> _WORK TO COMPLETE_
Where a line contains the word "just", copy that line from the records below.

> _RECORDS FOR THE EXERCISE_
== Segment start ==

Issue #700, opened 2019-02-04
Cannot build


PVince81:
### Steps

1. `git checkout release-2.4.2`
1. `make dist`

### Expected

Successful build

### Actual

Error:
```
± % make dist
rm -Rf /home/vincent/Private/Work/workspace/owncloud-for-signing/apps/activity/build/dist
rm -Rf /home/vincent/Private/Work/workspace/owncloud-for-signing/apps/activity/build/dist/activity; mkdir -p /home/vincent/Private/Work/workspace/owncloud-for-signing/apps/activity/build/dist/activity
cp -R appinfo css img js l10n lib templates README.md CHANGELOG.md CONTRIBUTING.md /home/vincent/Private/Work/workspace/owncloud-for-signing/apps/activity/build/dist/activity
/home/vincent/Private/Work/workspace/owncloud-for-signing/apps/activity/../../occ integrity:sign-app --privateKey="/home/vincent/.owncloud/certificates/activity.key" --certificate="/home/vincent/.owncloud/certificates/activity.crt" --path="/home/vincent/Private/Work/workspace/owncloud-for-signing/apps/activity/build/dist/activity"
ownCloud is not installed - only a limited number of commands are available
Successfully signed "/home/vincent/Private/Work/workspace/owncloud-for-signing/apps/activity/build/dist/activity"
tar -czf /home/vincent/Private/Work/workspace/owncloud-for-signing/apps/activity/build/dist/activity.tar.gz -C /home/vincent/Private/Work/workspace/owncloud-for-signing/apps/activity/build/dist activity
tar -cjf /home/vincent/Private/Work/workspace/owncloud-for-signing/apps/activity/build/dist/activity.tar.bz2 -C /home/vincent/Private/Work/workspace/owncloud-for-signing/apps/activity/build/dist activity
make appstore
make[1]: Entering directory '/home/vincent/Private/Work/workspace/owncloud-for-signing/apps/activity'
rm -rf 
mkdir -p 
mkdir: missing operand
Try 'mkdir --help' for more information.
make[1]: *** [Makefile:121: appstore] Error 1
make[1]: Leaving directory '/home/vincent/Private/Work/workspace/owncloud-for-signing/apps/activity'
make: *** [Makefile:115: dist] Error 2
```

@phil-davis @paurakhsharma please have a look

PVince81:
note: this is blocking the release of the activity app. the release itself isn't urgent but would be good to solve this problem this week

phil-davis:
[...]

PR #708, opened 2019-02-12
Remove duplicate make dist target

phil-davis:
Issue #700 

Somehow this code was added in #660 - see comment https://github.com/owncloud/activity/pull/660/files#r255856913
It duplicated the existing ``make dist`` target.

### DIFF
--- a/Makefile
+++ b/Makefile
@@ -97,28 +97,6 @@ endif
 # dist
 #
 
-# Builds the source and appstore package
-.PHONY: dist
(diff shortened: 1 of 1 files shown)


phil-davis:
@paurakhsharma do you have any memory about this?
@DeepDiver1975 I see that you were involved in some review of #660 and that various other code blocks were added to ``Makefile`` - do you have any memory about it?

== Segment end ==
== Segment start ==

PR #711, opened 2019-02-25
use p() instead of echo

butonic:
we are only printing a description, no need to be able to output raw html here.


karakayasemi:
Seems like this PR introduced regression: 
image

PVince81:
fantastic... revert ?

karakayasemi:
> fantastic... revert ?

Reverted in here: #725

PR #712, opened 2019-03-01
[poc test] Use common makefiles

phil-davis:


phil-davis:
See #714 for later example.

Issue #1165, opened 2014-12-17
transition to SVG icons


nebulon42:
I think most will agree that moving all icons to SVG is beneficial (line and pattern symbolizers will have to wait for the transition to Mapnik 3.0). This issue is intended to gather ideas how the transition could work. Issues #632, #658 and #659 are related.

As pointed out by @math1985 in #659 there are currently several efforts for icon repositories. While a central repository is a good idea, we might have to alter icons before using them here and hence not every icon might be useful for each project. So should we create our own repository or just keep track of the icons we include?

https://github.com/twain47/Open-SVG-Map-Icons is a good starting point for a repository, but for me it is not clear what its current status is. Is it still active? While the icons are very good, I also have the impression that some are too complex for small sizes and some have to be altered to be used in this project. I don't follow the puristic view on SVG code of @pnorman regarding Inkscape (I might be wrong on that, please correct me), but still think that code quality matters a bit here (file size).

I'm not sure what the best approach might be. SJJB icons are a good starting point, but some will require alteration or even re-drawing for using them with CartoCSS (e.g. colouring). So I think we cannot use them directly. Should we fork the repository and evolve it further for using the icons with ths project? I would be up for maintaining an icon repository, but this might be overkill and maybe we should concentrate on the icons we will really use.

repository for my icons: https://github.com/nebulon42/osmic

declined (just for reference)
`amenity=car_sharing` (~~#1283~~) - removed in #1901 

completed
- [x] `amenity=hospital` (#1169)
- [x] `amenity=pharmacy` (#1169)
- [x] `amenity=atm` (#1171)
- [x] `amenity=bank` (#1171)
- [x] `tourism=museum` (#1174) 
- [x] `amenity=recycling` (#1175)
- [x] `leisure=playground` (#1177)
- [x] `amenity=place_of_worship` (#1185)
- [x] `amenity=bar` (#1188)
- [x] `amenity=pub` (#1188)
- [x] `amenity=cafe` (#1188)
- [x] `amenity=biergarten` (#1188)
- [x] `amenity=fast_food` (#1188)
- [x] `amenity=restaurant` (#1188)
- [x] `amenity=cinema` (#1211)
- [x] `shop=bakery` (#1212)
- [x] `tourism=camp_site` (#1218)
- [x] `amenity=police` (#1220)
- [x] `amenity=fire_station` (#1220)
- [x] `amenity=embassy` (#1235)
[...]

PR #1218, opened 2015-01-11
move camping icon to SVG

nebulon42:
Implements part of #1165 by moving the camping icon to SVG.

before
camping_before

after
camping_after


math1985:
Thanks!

== Segment end ==

> _TASK SOLUTION_
As pointed out by @math1985 in #659 there are currently several efforts for icon repositories. While a central repository is a good idea, we might have to alter icons before using them here and hence not every icon might be useful for each project. So should we create our own repository or just keep track of the icons we include?
declined (just for reference)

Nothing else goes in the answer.